3. 基礎およびトランスレーショナルリサーチにおいて、ヒト多能性幹細胞(hPSCs)から心筋細胞に分化するための、シンプルでGMP 基準に準拠した培養システム

ドナーまたは特定疾患患者の多能性幹細胞(PSC)から心筋細胞を生成する培養システムがシンプルかつ確固たるものになれば、基礎およびトランスレーショナルリサーチに使用するのに、貴重で安定した細胞リソースとなると期待されている。しかしながら、現在の手法では、生成される心筋細胞の純度にばらつきがあり、生成に長時間を要することで、均質な心筋細胞を得ることができないことが問題になっている。

そこで、弊社では、無血清で、異種由来成分を含まない、GMP基準に準拠した培養システムを開発した。このシステムはスケーラブルで、大量の心筋細胞を生成することが可能である。
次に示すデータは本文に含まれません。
PR #1133, opened 2021-03-01
Serialize tests using cpu-pinning

sporksmith:


sporksmith:
Redundant with #1131, but merging this will get tests passing so we can merge other PRs in the meantime

robgjansen:
Am just seeing this now. #1131 is ready pending the CI tests, which are now running. If they fail, I'll approve this. If they pass, I'll merge #1131 and then I guess we close this without merging?

robgjansen:
#1131 is merged now. Do we still want to make additional tweaks?

For phold, we still use a 20 second timeout when logging at info level. In this configuration, the coverage tests finished in less than 10 seconds for me.

PR #1142, opened 2021-03-03
Moved leak check tests to the 'add_shadow_tests' macro

stevenengler:
There are two issues with the leak check tests:

1. If one of the tests causes Shadow to leak memory, it's difficult to tell which test caused it.
2. It parses the `LastTest.log` file to look for all `ObjectCounter: counter diffs:` lines, but if the last test run didn't run all of the tests (for example using `./setup test some-specific-test`, then it's not obvious that running `./setup test leakcheck` will only check that one test and not all of the tests.

I moved the grep to inside the `add_shadow_tests` macro so that we can easily see if a specific test is causing Shadow to leak memory (the test will fail immediately). It is also much simpler than the current leak check tests, but I don't know if there are any advantages to the current approach.


robgjansen (approved):
`+3, -40 lines`
amazing!!!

生成された心筋細胞は、そのまま維持も冷凍保存も可能である。

分化の過程においては、10 日ほど経過すると拍動細胞が観察でき、14 日目までにはシンシチウムが形成される。0 日目から14 日目までの分化期間で、細胞数は100 倍以上にも増加する。フローサイトメトリーによる定量結果では、90% 以上のトロポニンT タイプ2(TNNT2)免疫反応性心筋細胞が検出された。TNNT2 免疫反応性細胞を高い割合で得るためには、PSC の細胞株に依存した最適な播種密度が肝要となる。PCR 法およびRNA シーケンシングによって、中胚葉・心臓中胚葉・matureな心筋細胞遺伝子の発現、および心房遺伝子・心室遺伝子・洞結節遺伝子の存在が確認された。免疫細胞化学的手法では、心筋細胞の分化初期および分化後期マーカーの発現が確認された。カルシウムフラックスアッセイおよび微小電極アレイの結果は、心臓作用薬に対して感受性を有することが知られており、心毒性評価においてその有用性が証明されている、電気的にアクティブな心筋細胞の存在を支持するものであった。